> **SUPPLIED MATERIAL**
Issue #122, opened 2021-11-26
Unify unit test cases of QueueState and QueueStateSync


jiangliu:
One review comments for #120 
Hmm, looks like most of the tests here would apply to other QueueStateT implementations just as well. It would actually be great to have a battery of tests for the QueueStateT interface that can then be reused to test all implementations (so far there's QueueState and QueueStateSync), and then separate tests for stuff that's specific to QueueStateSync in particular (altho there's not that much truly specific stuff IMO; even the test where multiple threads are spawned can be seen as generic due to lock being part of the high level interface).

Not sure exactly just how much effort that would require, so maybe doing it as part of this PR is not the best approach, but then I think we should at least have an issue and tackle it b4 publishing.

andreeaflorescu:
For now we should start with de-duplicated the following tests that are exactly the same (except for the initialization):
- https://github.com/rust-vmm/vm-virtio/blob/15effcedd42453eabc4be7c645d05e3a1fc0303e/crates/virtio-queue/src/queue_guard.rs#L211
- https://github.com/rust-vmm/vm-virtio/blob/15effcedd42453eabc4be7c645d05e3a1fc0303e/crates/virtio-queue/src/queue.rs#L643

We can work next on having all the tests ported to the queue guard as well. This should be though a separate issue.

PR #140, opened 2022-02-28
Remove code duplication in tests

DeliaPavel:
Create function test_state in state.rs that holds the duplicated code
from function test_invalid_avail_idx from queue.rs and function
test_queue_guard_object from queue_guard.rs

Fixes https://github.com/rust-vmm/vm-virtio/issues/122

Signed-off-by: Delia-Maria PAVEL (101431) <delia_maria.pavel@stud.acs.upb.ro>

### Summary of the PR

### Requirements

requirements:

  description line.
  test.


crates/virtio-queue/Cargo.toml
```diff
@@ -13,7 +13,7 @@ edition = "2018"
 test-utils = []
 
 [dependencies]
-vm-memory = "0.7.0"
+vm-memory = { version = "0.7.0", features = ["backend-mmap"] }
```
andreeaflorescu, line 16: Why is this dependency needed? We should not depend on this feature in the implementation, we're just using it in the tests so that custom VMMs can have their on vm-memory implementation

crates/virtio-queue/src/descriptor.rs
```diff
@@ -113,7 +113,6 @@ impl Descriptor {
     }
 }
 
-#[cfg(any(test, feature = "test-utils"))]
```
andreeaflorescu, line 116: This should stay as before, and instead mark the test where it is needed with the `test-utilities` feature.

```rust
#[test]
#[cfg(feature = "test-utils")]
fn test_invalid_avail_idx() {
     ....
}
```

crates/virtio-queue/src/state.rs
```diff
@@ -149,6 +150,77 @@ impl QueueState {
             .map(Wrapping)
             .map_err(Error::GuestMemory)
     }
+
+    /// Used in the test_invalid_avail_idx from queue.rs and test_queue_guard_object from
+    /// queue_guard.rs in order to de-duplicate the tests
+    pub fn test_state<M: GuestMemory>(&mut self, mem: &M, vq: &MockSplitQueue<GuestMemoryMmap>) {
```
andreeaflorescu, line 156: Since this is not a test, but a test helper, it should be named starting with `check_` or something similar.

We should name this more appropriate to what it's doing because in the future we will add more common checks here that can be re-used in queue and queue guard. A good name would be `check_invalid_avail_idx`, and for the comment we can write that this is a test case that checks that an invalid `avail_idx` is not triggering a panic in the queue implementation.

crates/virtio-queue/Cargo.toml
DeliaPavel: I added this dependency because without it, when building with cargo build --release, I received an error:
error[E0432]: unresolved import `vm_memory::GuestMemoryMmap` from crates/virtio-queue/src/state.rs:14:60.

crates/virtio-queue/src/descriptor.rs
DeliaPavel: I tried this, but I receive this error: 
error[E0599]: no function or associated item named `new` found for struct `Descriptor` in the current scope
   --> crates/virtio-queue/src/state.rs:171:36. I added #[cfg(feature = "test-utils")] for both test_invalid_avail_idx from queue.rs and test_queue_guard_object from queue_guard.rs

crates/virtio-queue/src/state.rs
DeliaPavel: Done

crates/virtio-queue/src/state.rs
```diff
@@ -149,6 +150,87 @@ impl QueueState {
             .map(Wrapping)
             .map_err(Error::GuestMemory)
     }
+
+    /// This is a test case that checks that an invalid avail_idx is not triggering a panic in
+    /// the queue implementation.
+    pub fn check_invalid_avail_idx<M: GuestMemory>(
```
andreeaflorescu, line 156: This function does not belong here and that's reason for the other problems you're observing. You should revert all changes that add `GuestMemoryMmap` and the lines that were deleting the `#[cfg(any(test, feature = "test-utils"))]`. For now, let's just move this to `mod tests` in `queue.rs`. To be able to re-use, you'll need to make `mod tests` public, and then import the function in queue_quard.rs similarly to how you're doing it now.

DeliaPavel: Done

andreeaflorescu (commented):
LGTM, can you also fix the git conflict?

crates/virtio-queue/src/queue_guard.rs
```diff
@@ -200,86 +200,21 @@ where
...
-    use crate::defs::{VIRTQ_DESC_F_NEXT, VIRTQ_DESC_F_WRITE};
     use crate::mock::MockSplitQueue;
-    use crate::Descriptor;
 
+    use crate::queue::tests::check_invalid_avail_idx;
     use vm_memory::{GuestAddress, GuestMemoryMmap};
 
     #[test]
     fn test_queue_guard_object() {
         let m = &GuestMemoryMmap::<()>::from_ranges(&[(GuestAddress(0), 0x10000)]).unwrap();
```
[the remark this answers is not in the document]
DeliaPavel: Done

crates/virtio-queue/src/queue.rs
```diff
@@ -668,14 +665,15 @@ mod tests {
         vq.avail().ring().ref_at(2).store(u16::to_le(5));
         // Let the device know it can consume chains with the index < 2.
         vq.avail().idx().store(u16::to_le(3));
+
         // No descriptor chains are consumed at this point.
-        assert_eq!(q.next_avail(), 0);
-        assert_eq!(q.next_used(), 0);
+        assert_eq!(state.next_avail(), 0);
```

> **YOUR INSTRUCTIONS**
Set down each record above without changing a single word.

> **RESPONSE TO THIS TASK**
Issue #122, opened 2021-11-26
Unify unit test cases of QueueState and QueueStateSync


jiangliu:
One review comments for #120 
Hmm, looks like most of the tests here would apply to other QueueStateT implementations just as well. It would actually be great to have a battery of tests for the QueueStateT interface that can then be reused to test all implementations (so far there's QueueState and QueueStateSync), and then separate tests for stuff that's specific to QueueStateSync in particular (altho there's not that much truly specific stuff IMO; even the test where multiple threads are spawned can be seen as generic due to lock being part of the high level interface).

Not sure exactly just how much effort that would require, so maybe doing it as part of this PR is not the best approach, but then I think we should at least have an issue and tackle it b4 publishing.

andreeaflorescu:
For now we should start with de-duplicated the following tests that are exactly the same (except for the initialization):
- https://github.com/rust-vmm/vm-virtio/blob/15effcedd42453eabc4be7c645d05e3a1fc0303e/crates/virtio-queue/src/queue_guard.rs#L211
- https://github.com/rust-vmm/vm-virtio/blob/15effcedd42453eabc4be7c645d05e3a1fc0303e/crates/virtio-queue/src/queue.rs#L643

We can work next on having all the tests ported to the queue guard as well. This should be though a separate issue.

PR #140, opened 2022-02-28
Remove code duplication in tests

DeliaPavel:
Create function test_state in state.rs that holds the duplicated code
from function test_invalid_avail_idx from queue.rs and function
test_queue_guard_object from queue_guard.rs

Fixes https://github.com/rust-vmm/vm-virtio/issues/122

Signed-off-by: Delia-Maria PAVEL (101431) <delia_maria.pavel@stud.acs.upb.ro>

### Summary of the PR

### Requirements

requirements:

  description line.
  test.


crates/virtio-queue/Cargo.toml
```diff
@@ -13,7 +13,7 @@ edition = "2018"
 test-utils = []
 
 [dependencies]
-vm-memory = "0.7.0"
+vm-memory = { version = "0.7.0", features = ["backend-mmap"] }
```
andreeaflorescu, line 16: Why is this dependency needed? We should not depend on this feature in the implementation, we're just using it in the tests so that custom VMMs can have their on vm-memory implementation

crates/virtio-queue/src/descriptor.rs
```diff
@@ -113,7 +113,6 @@ impl Descriptor {
     }
 }
 
-#[cfg(any(test, feature = "test-utils"))]
```
andreeaflorescu, line 116: This should stay as before, and instead mark the test where it is needed with the `test-utilities` feature.

```rust
#[test]
#[cfg(feature = "test-utils")]
fn test_invalid_avail_idx() {
     ....
}
```

crates/virtio-queue/src/state.rs
```diff
@@ -149,6 +150,77 @@ impl QueueState {
             .map(Wrapping)
             .map_err(Error::GuestMemory)
     }
+
+    /// Used in the test_invalid_avail_idx from queue.rs and test_queue_guard_object from
+    /// queue_guard.rs in order to de-duplicate the tests
+    pub fn test_state<M: GuestMemory>(&mut self, mem: &M, vq: &MockSplitQueue<GuestMemoryMmap>) {
```
andreeaflorescu, line 156: Since this is not a test, but a test helper, it should be named starting with `check_` or something similar.

We should name this more appropriate to what it's doing because in the future we will add more common checks here that can be re-used in queue and queue guard. A good name would be `check_invalid_avail_idx`, and for the comment we can write that this is a test case that checks that an invalid `avail_idx` is not triggering a panic in the queue implementation.

crates/virtio-queue/Cargo.toml
DeliaPavel: I added this dependency because without it, when building with cargo build --release, I received an error:
error[E0432]: unresolved import `vm_memory::GuestMemoryMmap` from crates/virtio-queue/src/state.rs:14:60.

crates/virtio-queue/src/descriptor.rs
DeliaPavel: I tried this, but I receive this error: 
error[E0599]: no function or associated item named `new` found for struct `Descriptor` in the current scope
   --> crates/virtio-queue/src/state.rs:171:36. I added #[cfg(feature = "test-utils")] for both test_invalid_avail_idx from queue.rs and test_queue_guard_object from queue_guard.rs

crates/virtio-queue/src/state.rs
DeliaPavel: Done

crates/virtio-queue/src/state.rs
```diff
@@ -149,6 +150,87 @@ impl QueueState {
             .map(Wrapping)
             .map_err(Error::GuestMemory)
     }
+
+    /// This is a test case that checks that an invalid avail_idx is not triggering a panic in
+    /// the queue implementation.
+    pub fn check_invalid_avail_idx<M: GuestMemory>(
```
andreeaflorescu, line 156: This function does not belong here and that's reason for the other problems you're observing. You should revert all changes that add `GuestMemoryMmap` and the lines that were deleting the `#[cfg(any(test, feature = "test-utils"))]`. For now, let's just move this to `mod tests` in `queue.rs`. To be able to re-use, you'll need to make `mod tests` public, and then import the function in queue_quard.rs similarly to how you're doing it now.

DeliaPavel: Done

andreeaflorescu (commented):
LGTM, can you also fix the git conflict?

crates/virtio-queue/src/queue_guard.rs
```diff
@@ -200,86 +200,21 @@ where
...
-    use crate::defs::{VIRTQ_DESC_F_NEXT, VIRTQ_DESC_F_WRITE};
     use crate::mock::MockSplitQueue;
-    use crate::Descriptor;
 
+    use crate::queue::tests::check_invalid_avail_idx;
     use vm_memory::{GuestAddress, GuestMemoryMmap};
 
     #[test]
     fn test_queue_guard_object() {
         let m = &GuestMemoryMmap::<()>::from_ranges(&[(GuestAddress(0), 0x10000)]).unwrap();
```
[the remark this answers is not in the document]
DeliaPavel: Done

crates/virtio-queue/src/queue.rs
```diff
@@ -668,14 +665,15 @@ mod tests {
         vq.avail().ring().ref_at(2).store(u16::to_le(5));
         // Let the device know it can consume chains with the index < 2.
         vq.avail().idx().store(u16::to_le(3));
+
         // No descriptor chains are consumed at this point.
-        assert_eq!(q.next_avail(), 0);
-        assert_eq!(q.next_used(), 0);
+        assert_eq!(state.next_avail(), 0);
```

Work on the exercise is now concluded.